- Opening Delimiter -

PR #287, opened 2026-06-11
fix(pg-topo): order alter table expression functions

### LINKED ISSUE #281: pg-topo: ALTER TABLE expression subcommands miss function dependencies
## Summary

While deep-testing current `main` (`9f01826b00b64e7f9628844ecb6f69a07f53c1f8`), I found a `pg-topo` static dependency extraction gap for `ALTER TABLE` subcommands whose expressions call user-defined functions.

This is one issue class, so I am grouping the two repros together instead of opening separate issues:

1. `ALTER TABLE ... ADD COLUMN ... DEFAULT app.fn()`
2. `ALTER TABLE ... ADD CONSTRAINT ... CHECK (app.fn(col))`

Both statements are sorted before the function they call, then fail at runtime with `42883`.

## Duplicate / related issue check

I checked existing issues and PRs before opening this:

- #115 is a shared sorting abstraction proposal, not a concrete `ALTER_TABLE` extraction bug.
- #135 / #148 covered `pg-delta` domain `CHECK` function dependencies via `pg_depend`; this repro is in `@supabase/pg-topo` static SQL extraction and involves `ALTER TABLE` subcommands.
- #277 is `pg-delta` execution-unit work and does not touch `pg-topo` expression extraction.
- Searches for `pg-topo ALTER TABLE ADD COLUMN`, `ALTER TABLE ADD CHECK`, `CHECK function dependency`, `pg-topo check constraint`, `index expression dependency`, and `publication row filter dependency` did not show an existing issue/PR covering this exact `pg-topo` case.

## Repro A: ADD COLUMN DEFAULT calling a function

Input statements, intentionally shuffled:

```sql
alter table app.items add column slug text default app.default_slug();

create function app.default_slug()
returns text
language sql
immutable
as $$ select 'untitled' $$;

create table app.items(id int primary key, name text);

create schema app;
```

Actual `pg-topo` order:

```text
create schema app;
create table app.items(id int primary key, name text);
alter table app.items add column slug text default app.default_slug();
create function app.default_slug() returns text language sql immutable as $$ select 'untitled' $$;
```

Runtime validation diagnostic:

```text
code: RUNTIME_EXECUTION_ERROR
message: function app.default_slug() does not exist
sqlstate: 42883
missingObjectKey: function:app:default_slug:()
producerStatementId: <input:3>:0
```

## Repro B: ADD CHECK calling a function

Input statements, intentionally shuffled:

```sql
alter table app.items
  add constraint items_name_check check (app.is_valid_name(name));

create function app.is_valid_name(value text)
returns boolean
language sql
immutable
as $$ select length(value) > 0 $$;

create table app.items(id int primary key, name text);

create schema app;
```

Actual `pg-topo` order:

```text
create schema app;
create table app.items(id int primary key, name text);
alter table app.items add constraint items_name_check check (app.is_valid_name(name));
create function app.is_valid_name(value text) returns boolean language sql immutable as $$ select length(value) > 0 $$;
```

Runtime validation diagnostic:

```text
code: RUNTIME_EXECUTION_ERROR
message: function app.is_valid_name(text) does not exist
sqlstate: 42883
missingObjectKey: function:app:is_valid_name:(text)
producerStatementId: <input:3>:0
```

## Expected behavior

`pg-topo` should extract expression dependencies from `ALTER TABLE` subcommands and add edges from the `ALTER_TABLE` statement to referenced functions/types/tables, so the order becomes:

```text
create schema app;
create table app.items(...);
create function app.default_slug(...);
alter table app.items add column ... default app.default_slug();
```

and similarly for `ADD CONSTRAINT ... CHECK`.

## Root cause

`packages/pg-topo/src/extract/extract-dependencies.ts::extractAlterTableDependencies` currently handles only a narrow subset of `AlterTableCmd` dependency surfaces:

- the target relation itself;
- foreign-key dependencies;
- primary/unique key provider metadata;
- owner changes;
- partition attachment.

It does not recurse into expression-bearing `AlterTableCmd.def` shapes.

The parser exposes these dependencies in the AST:

- `ADD COLUMN ... DEFAULT app.default_slug()`:
  `AlterTableCmd.def.ColumnDef.constraints[].Constraint.raw_expr`
- `ADD CONSTRAINT ... CHECK (app.is_valid_name(name))`:
  `AlterTableCmd.def.Constraint.raw_expr`

`CREATE TABLE` already has similar extraction logic for `ColumnDef.constraints` and table `Constraint.raw_expr`, but the `ALTER_TABLE` path does not mirror it. As a result, `buildGraph` never sees `function:app:default_slug:()` or `function:app:is_valid_name:(text)` as requirements of the `ALTER_TABLE` statement, and the deterministic class ordering places `ALTER_TABLE` before `CREATE_FUNCTION`.

## Suggested fix

Extend `extractAlterTableDependencies` to mirror the relevant `CREATE_TABLE` expression extraction behavior for `AlterTableCmd.def`:

1. When `command.def` is a `ColumnDef`:
   - add the column type dependency via `typeFromTypeNameNode(columnDefinition.typeName)`;
   - inspect `columnDefinition.constraints`;
   - for `Constraint.raw_expr`, call `addExpressionDependencies(raw_expr, requires)`;
   - preserve existing FK / PK / UNIQUE handling where applicable.
2. When `command.def` is a `Constraint`:
   - preserve existing FK / PK / UNIQUE handling;
   - for `constraint.raw_expr`, call `addExpressionDependencies(raw_expr, requires)`.
3. Add focused `pg-topo` tests with runtime validation for both repros above.

## Local validation

I used a local-only probe test on current `main`, with `postgres:17-alpine` temporarily tagged from the already-present `postgres:17.6-alpine` image so the `pg-topo` global setup did not block on a pull.

Commands:

```bash
docker tag postgres:17.6-alpine postgres:17-alpine

./node_modules/.bin/bun run --cwd packages/pg-topo scripts/run-tests.ts \
  --test-name-pattern "orders ALTER TABLE ADD COLUMN default" \
  test/deep-probe.test.ts

./node_modules/.bin/bun run --cwd packages/pg-topo scripts/run-tests.ts \
  --test-name-pattern "orders ALTER TABLE ADD CHECK" \
  test/deep-probe.test.ts
```

Both focused repros fail consistently with the runtime diagnostics shown above.

xmh1011:
## Summary

Closes #281.

This fixes missing pg-topo dependencies for expression-bearing `ALTER TABLE` subcommands. The extractor now reuses the existing expression dependency traversal for:

- `ADD COLUMN ... DEFAULT app.fn(...)`
- `ADD CONSTRAINT ... CHECK (app.fn(...))`
- `ALTER COLUMN ... SET DEFAULT app.fn(...)`
- `ADD COLUMN ... GENERATED ALWAYS AS (app.fn(...)) STORED`
- `ALTER COLUMN ... TYPE ... USING app.fn(...)`

## RED evidence

Before the extractor change, the focused regression sorted `ALTER TABLE` before the referenced function for the cases above. The generated-column and `USING` variants also surfaced runtime execution errors against PostgreSQL.

## Validation

```bash
bun run --cwd packages/pg-topo scripts/run-tests.ts test/alter-table-expression-dependencies.test.ts
```

Result: `5 pass / 0 fail`.

```bash
bun run test:pg-topo
```

Result: `149 pass / 0 fail`.

```bash
bun run format-and-lint
bun run check-types
bun run knip
```

Result: passed. `knip` only reported existing configuration hints.

### DIFF
--- a/packages/pg-topo/src/extract/extract-dependencies.ts
+++ b/packages/pg-topo/src/extract/extract-dependencies.ts
@@ -163,7 +163,6 @@ const addConstraintExpressionDependencies = (
   }
   for (const expressionNode of [
     constraint.raw_expr,
-    constraint.cooked_expr,
     constraint.exclusions,
     constraint.where_clause,
   ]) {
@@ -213,11 +212,35 @@ const extractAlterTableDependencies = (
     if (columnDefinition?.raw_default) {
       addExpressionDependencies(columnDefinition.raw_default, requires);
     }
+    const typeRef = typeFromTypeNameNode(columnDefinition?.typeName);
+    if (typeRef) {
+      requires.push(typeRef);
+    }
     const columnConstraints = Array.isArray(columnDefinition?.constraints)
       ? columnDefinition.constraints
       : [];
     for (const constraintItem of columnConstraints) {
       const columnConstraint = asRecord(asRecord(constraintItem)?.Constraint);
+      if (columnConstraint?.contype === "CONSTR_FOREIGN") {
+        addForeignConstraintDependencies(columnConstraint, requires);
+      }
+      if (
+        relationTableRef &&
+        (columnConstraint?.contype === "CONSTR_PRIMARY" ||
+          columnConstraint?.contype === "CONSTR_UNIQUE")
+      ) {
+        const columnName =
+          typeof columnDefinition?.colname === "string"
+            ? columnDefinition.colname
+            : undefined;
+        const providedKey = keyRefForTableColumns(
+          relationTableRef,
+          constraintKeyColumns(columnConstraint, columnName),
+        );
+        if (providedKey) {
+          provides.push(providedKey);
+        }
+      }
       addConstraintExpressionDependencies(columnConstraint, requires);
     }
 
--- a/packages/pg-topo/src/extract/extract-dependencies.ts
+++ b/packages/pg-topo/src/extract/extract-dependencies.ts
@@ -172,6 +172,7 @@ const extractAlterTableDependencies = (
   for (const commandNode of commands) {
     const command = asRecord(asRecord(commandNode)?.AlterTableCmd);
     const constraint = asRecord(asRecord(command?.def)?.Constraint);
+    const columnDefinition = asRecord(asRecord(command?.def)?.ColumnDef);
     if (constraint?.contype === "CONSTR_FOREIGN") {
       addForeignConstraintDependencies(constraint, requires);
     }
@@ -187,6 +188,26 @@ const extractAlterTableDependencies = (
       if (providedKey) {
         provides.push(providedKey);
       }
+    }
+    if (constraint?.raw_expr) {
+      addExpressionDependencies(constraint.raw_expr, requires);
+    }
+
+    if (columnDefinition?.raw_default) {
+      addExpressionDependencies(columnDefinition.raw_default, requires);
+    }
+    const columnConstraints = Array.isArray(columnDefinition?.constraints)
+      ? columnDefinition.constraints
+      : [];
+    for (const constraintItem of columnConstraints) {
+      const columnConstraint = asRecord(asRecord(constraintItem)?.Constraint);
+      if (columnConstraint?.raw_expr) {
+        addExpressionDependencies(columnConstraint.raw_expr, requires);
+      }
+    }
+
+    if (command?.subtype === "AT_ColumnDefault" && command.def) {
+      addExpressionDependencies(command.def, requires);
     }
 
     if (command?.subtype === "AT_ChangeOwner") {
--- a/packages/pg-topo/src/extract/extract-dependencies.ts
+++ b/packages/pg-topo/src/extract/extract-dependencies.ts
@@ -154,6 +154,25 @@ const extractCreateTableAsDependencies = (
   return { provides, requires };
 };
 
+const addConstraintExpressionDependencies = (
+  constraint: Record<string, unknown> | undefined,
+  requires: ObjectRef[],
+): void => {
+  if (!constraint) {
+    return;
+  }
+  for (const expressionNode of [
+    constraint.raw_expr,
+    constraint.cooked_expr,
+    constraint.exclusions,
+    constraint.where_clause,
+  ]) {
+    if (expressionNode) {
+      addExpressionDependencies(expressionNode, requires);
+    }
+  }
+};
+
 const extractAlterTableDependencies = (
   statementNode: Record<string, unknown>,
 ): ExtractDependenciesResult => {
@@ -189,9 +208,7 @@ const extractAlterTableDependencies = (
         provides.push(providedKey);
       }
     }
-    if (constraint?.raw_expr) {
-      addExpressionDependencies(constraint.raw_expr, requires);
-    }
+    addConstraintExpressionDependencies(constraint, requires);
 
     if (columnDefinition?.raw_default) {
       addExpressionDependencies(columnDefinition.raw_default, requires);
@@ -201,9 +218,7 @@ const extractAlterTableDependencies = (
       : [];
     for (const constraintItem of columnConstraints) {
       const columnConstraint = asRecord(asRecord(constraintItem)?.Constraint);
-      if (columnConstraint?.raw_expr) {
-        addExpressionDependencies(columnConstraint.raw_expr, requires);
-      }
+      addConstraintExpressionDependencies(columnConstraint, requires);
     }
 
     if (command?.subtype === "AT_ColumnDefault" && command.def) {
--- a/packages/pg-topo/test/alter-table-expression-dependencies.test.ts
+++ b/packages/pg-topo/test/alter-table-expression-dependencies.test.ts
@@ -1,0 +1,117 @@
+import { describe, expect, test } from "bun:test";
+import { analyzeAndSort } from "../src/analyze-and-sort";
+import { validateAnalyzeResultWithPostgres } from "./support/postgres-validation";
+
+const seededRandom = (seed: number): (() => number) => {
+  let state = seed >>> 0;
+  return () => {
+    state = (state * 1664525 + 1013904223) >>> 0;
+    return state / 4294967296;
+  };
+};
+
+const shuffleDeterministic = <T>(items: T[], seed: number): T[] => {
+  const random = seededRandom(seed);
+  const cloned = [...items];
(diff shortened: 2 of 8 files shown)


packages/pg-topo/src/extract/extract-dependencies.ts
```diff
@@ -188,6 +189,26 @@ const extractAlterTableDependencies = (
         provides.push(providedKey);
       }
     }
+    if (constraint?.raw_expr) {
+      addExpressionDependencies(constraint.raw_expr, requires);
```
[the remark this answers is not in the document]
xmh1011: Fixed in 530878f by walking the additional expression-bearing constraint fields (`cooked_expr`, `exclusions`, and `where_clause`) for ALTER TABLE constraints. Added runtime-backed coverage for EXCLUDE element expressions and EXCLUDE predicates.

Validation:
`bun run --cwd packages/pg-topo scripts/run-tests.ts test/alter-table-expression-dependencies.test.ts` -> 7 pass / 0 fail
`bun run format-and-lint` -> pass
`bun run check-types` -> pass

packages/pg-topo/src/extract/extract-dependencies.ts
```diff
@@ -154,6 +154,25 @@ const extractCreateTableAsDependencies = (
...
+const addConstraintExpressionDependencies = (
+  constraint: Record<string, unknown> | undefined,
+  requires: ObjectRef[],
+): void => {
+  if (!constraint) {
+    return;
+  }
+  for (const expressionNode of [
+    constraint.raw_expr,
+    constraint.cooked_expr,
```
avallete: **Blocking:** `cooked_expr` is dead code here. In raw-parser output it's only populated server-side during constraint transformation (and even then it's a serialized node *string*, not a JSON AST), so it never appears in SQL parsed by pg-topo and walking it can never produce a dependency. Please drop it from this list so the function only enumerates expression surfaces that can actually occur in parsed DDL.

---

packages/pg-topo/test/alter-table-expression-dependencies.test.ts
```diff
@@ -0,0 +1,143 @@
...
+  const random = seededRandom(seed);
+  const cloned = [...items];
+  for (let index = cloned.length - 1; index > 0; index -= 1) {
+    const randomIndex = Math.floor(random() * (index + 1));
+    const current = cloned[index];
+    cloned[index] = cloned[randomIndex] as T;
+    cloned[randomIndex] = current as T;
+  }
+  return cloned;
+};
```
avallete: **Blocking:** this is now the fourth copy of `seededRandom`/`shuffleDeterministic` in the test tree (the others are in `test/function-body-dependency-chain.test.ts`, `test/support/randomized-runtime-analysis.ts`, and `test/support/fixture-regression.ts`). Rather than adding another duplicate, please extract a shared helper (e.g. `test/support/shuffle.ts`) and import it here. Migrating the three existing copies in the same PR would be welcome but isn't required — the ask is to stop the duplication from growing.

---

packages/pg-topo/src/extract/extract-dependencies.ts
```diff
@@ -188,6 +208,22 @@ const extractAlterTableDependencies = (
...
+
+    if (columnDefinition?.raw_default) {
+      addExpressionDependencies(columnDefinition.raw_default, requires);
+    }
+    const columnConstraints = Array.isArray(columnDefinition?.constraints)
+      ? columnDefinition.constraints
+      : [];
+    for (const constraintItem of columnConstraints) {
+      const columnConstraint = asRecord(asRecord(constraintItem)?.Constraint);
+      addConstraintExpressionDependencies(columnConstraint, requires);
```
avallete, line 244: **Minor (non-blocking):** `ADD COLUMN` still doesn't extract the column's `typeName` dependency or column-level `REFERENCES` edges from `ColumnDef.constraints` (the new loop only pulls *expressions*; the `CREATE_TABLE` path also calls `typeFromTypeNameNode` and `addForeignConstraintDependencies` for nested column constraints). I probed both cases and they currently pass anyway because `CREATE_TYPE`/`CREATE_TABLE` deterministically sort before `ALTER_TABLE` — so the missing edges are masked by class-tier ordering rather than truly tracked. Fine to leave for a follow-up, but worth either two extra lines here or a tracking note so the graph stays honest if class ordering ever changes.

---

avallete (changes requested):
Thanks for the thorough fix — I verified it locally: the regression tests fail at the test-only commit (0 pass / 5 fail) and the full pg-topo suite passes on the head (151 pass / 0 fail), with clean types and lint. The approach (routing `AlterTableCmd.def` expression surfaces through the existing `addExpressionDependencies` walker, mirroring the `CREATE_TABLE` path) is right, and the coverage beyond the two issue repros (`SET DEFAULT`, generated columns, `TYPE ... USING`, `EXCLUDE`) is appreciated.

Requesting changes for two small items flagged inline:

1. Drop the dead `cooked_expr` entry in `addConstraintExpressionDependencies`.
2. Extract the duplicated `seededRandom`/`shuffleDeterministic` test helpers into a shared `test/support` module instead of adding a fourth copy.

There's also one non-blocking inline note about `ADD COLUMN` type / column-level FK edges that can be a follow-up.

---

packages/pg-topo/src/extract/extract-dependencies.ts
xmh1011: Fixed in 2f0a247: dropped `cooked_expr` from the constraint expression surfaces. The ALTER TABLE walker now only enumerates raw-parser DDL expression fields that can actually be present here: `raw_expr`, `exclusions`, and `where_clause`.

packages/pg-topo/test/alter-table-expression-dependencies.test.ts
xmh1011: Fixed in fc663c0: added `test/support/shuffle.ts` and moved the new ALTER TABLE test plus the three existing deterministic-shuffle callers to that helper, leaving a single implementation.

packages/pg-topo/src/extract/extract-dependencies.ts
xmh1011: Addressed in 2f0a247 as part of this PR: `ALTER TABLE ... ADD COLUMN` now extracts the column `typeName`, column-level `CONSTR_FOREIGN` dependencies, and column-level primary/unique key providers. Added focused regressions that assert the ALTER TABLE requires set includes the referenced type, referenced table, and referenced key.

avallete (approved):
Thank you for your contribution !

- Closing Delimiter -

● Aim of the exercise: Nothing should appear in the answer except the lines above from the line with "- owner changes;" through the line with "- preserve existing FK / PK / UNIQUE handling;", both included, written out exactly.

● Exercise result:
- owner changes;
- partition attachment.

It does not recurse into expression-bearing `AlterTableCmd.def` shapes.

The parser exposes these dependencies in the AST:

- `ADD COLUMN ... DEFAULT app.default_slug()`:
  `AlterTableCmd.def.ColumnDef.constraints[].Constraint.raw_expr`
- `ADD CONSTRAINT ... CHECK (app.is_valid_name(name))`:
  `AlterTableCmd.def.Constraint.raw_expr`

`CREATE TABLE` already has similar extraction logic for `ColumnDef.constraints` and table `Constraint.raw_expr`, but the `ALTER_TABLE` path does not mirror it. As a result, `buildGraph` never sees `function:app:default_slug:()` or `function:app:is_valid_name:(text)` as requirements of the `ALTER_TABLE` statement, and the deterministic class ordering places `ALTER_TABLE` before `CREATE_FUNCTION`.

## Suggested fix

Extend `extractAlterTableDependencies` to mirror the relevant `CREATE_TABLE` expression extraction behavior for `AlterTableCmd.def`:

1. When `command.def` is a `ColumnDef`:
   - add the column type dependency via `typeFromTypeNameNode(columnDefinition.typeName)`;
   - inspect `columnDefinition.constraints`;
   - for `Constraint.raw_expr`, call `addExpressionDependencies(raw_expr, requires)`;
   - preserve existing FK / PK / UNIQUE handling where applicable.
2. When `command.def` is a `Constraint`:
   - preserve existing FK / PK / UNIQUE handling;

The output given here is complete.